If ever there was an invention that made life more comfortable it must be that contraption we all use every day and is widely attributed to Yorkshireman Thomas Crapper. In fact it was Sir John Harrington who invented the first flush toilet way back in 1596, he built one for Queen Elizabeth 1 (thronemakers to the Queen?). In 1775 Alexander Cummings patented the water closet in much its present day form but Thomas Crapper was a businessman, flush with success, and he popularised its use and his is the name that stuck.
While many names have been coined for the humble lavatory the equipment itself has changed little over the years. A bowl you sit on, a tank full of water to flush it and a U bend full of water to stop the gases from the sewer coming up the pipework.
Aussies have expressive words like thunderbox and dunny, Englishmen go to the long drop, navy types go to the head and soldiers visit the Khazi. Doing their business is tiring for Americans who head off to the restroom.
We should respect our humble bog. It carries on working day in and day out and generally gives little trouble in spite of having two important mechanisms that can fail.
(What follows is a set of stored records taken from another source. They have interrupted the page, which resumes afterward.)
PR #484, opened 2017-03-31
Bug fix of Bonnie CQL support for stratifications

c-monkey:
missing stratifications from HQMF parsing block for CQL


jbradl11 (approved):

edeyoung (approved):

edeyoung:
This PR needs to be reverted or wait until all stratification PRs are incorporated.
This adds a stratification to measures when it isn't necessary because the HQMF always seems to have a stratification (related to race/payer/etc.) (Matt took a look and saw this).
This makes everything fail because the stratification always calculates to zero, so the code decides no populations should calculate (which makes sense).

PR #485, opened 2017-04-05
Add bundler-audit and update gems to comply

tstrass:
bundler-audit identifies gem versions with known vulnerabilities.

This adds bundler-audit to the project and brings HDS into compliance.
Previously out of compliance: nokogiri, activemodel, rubyzip

Note that the [`zip-zip`](https://github.com/orien/zip-zip) gem was added because `rubyzip` needed to be updated to a version that changed their API, and `zip-zip` is apparently a way to make it backwards compatible.


tstrass:
I did not add `bundler-audit` to Travis, but I can add that in if reviewers want it

dczulada (approved):
Looks good

edeyoung (commented):
Someone from the Bonnie team needs to test this to make sure it doesn't mess things up for us. I'll mention it at standup today and then assign someone (both at standup and on the ticket).

edeyoung:
Initial pass shows there are some conflicts with bonnie that are non-trivial to address. @hossenlopp is looking into it.

okeefm (changes requested):
Regardless of the Bonnie reviews, I would suggest that if we're using Bundler-audit, it should be in Travis.

okeefm (approved):
Travis change looks good to me.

The inlet valve and the flush mechanism and Murphy’s law says that they will fail just at the wrong time.
You know what it’s like, you go to a fancy do at your bosses house and feel the need to find the little boys (or girls) room. You use the tut but then, oh dear, the flush doesn’t work. You lift the top off frantically trying to find out what is wrong while someone comes and tries the door handle. The comfort room becomes a discomfort room.
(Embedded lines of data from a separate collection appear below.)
PR #487, opened 2017-04-07
Fix support for CV Measures

mulcahyk:
Updated the way that the observations in Continuous Variable measures are stored.  Based on an deeper understanding of the specs CV measures will have a function (defined in the CQL) and a parameter (defined in the HQMF) that is used for the aggregation.  This pulls these two pieces of information out of the HQMF.


holmesie (approved):
Looks good.

jbradl11 (approved):

PR #492, opened 2017-04-20
Gem security updates

tstrass:
This contains commits cherry-picked from another branch which is currently in an open PR to master, which is stalled in review: #485

We are doing this because HDS failing bundler-audit is currently blocking all PRs on Cypress. If any further changes come out of #485, they will be subsequently incorporated into `mongoid5` as well.


okeefm (approved):
Looks good to me.

PR #495, opened 2017-05-08
BONNIE-589

mulcahyk:
Make string compare case-insensitive
When checking for negations the code was looking for 'true'.  It appears that the MAT has started to create HQMF files with the actionNegationInd with 'TRUE'.


c-monkey (approved):

holmesie (approved):

dczulada (approved):
looks good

The inlet valve is the valve that opens to refill the cistern after we have flushed the john. It’s the bit that drives us mad with a loud sssssssshhhhhhhhttt after we have felt the “call of nature” (what sort of a phrase is that?) in the middle of the night. Some toilets still use ball valves whose basic design hasn’t changed for a hundred years. Made from brass with a plastic ball as a float they are simple and reliable but noisy. Modern toilets have plastic float valves which tend to be quieter.
The flush mechanism is the part that releases the water. This is the mechanism that gives us most problems. These days they are operated by levers on the side or push buttons on the top or in the front of the cistern. With the advent of double flush water closets these mechanisms are more complicated than they used to be. If your toilet constantly runs water and the cistern doesn’t fill it is usually the flush mechanism that is causing the problem.
Older loos may have flushing mechanisms that are both primitive and unreliable. A spindly lever pulls a thin chain that lifts a rubber flap to release the water. Levers bend, chains break and the rubber flaps perish to give an ongoing series of problems. People constantly keep them going by lifting the lid and “tinkering”.
Good advice is don’t mess around but fit new parts. Better advice is to install a more reliable model. You could go for a traditional one, as a local man recently said “the best toilets are the local ones, they never go wrong”. True and a good solution if you don’t mind squatting and flushing with a little pan.
These days modern privys come in all shapes, sizes and colours and some can be very expensive. Beware, if you pay a lot for your WC you can be pretty sure your luxury loo will require expensive parts if it goes wrong. A rather elegant toilet recently set the owner back Rp5,000,000 just for a new seat! Unfortunately price does not necessarily relate to quality.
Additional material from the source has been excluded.